§ **Your objective**
Pull every line that includes the word "brightness" out of the data below and copy it.

[Stored data]
■ ■ ■ ■ ■ ■ ■

PR #331, opened 2025-03-26
added brightness lib

brainlessbitch:
simple brightness lib, idk, this is needed imo


kotontrion:
here are my 2 cents:
make the backlight_model property construct only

■ ■ ■ ■ ■ ■ ■

§ **Finished exercise**
added brightness lib
simple brightness lib, idk, this is needed imo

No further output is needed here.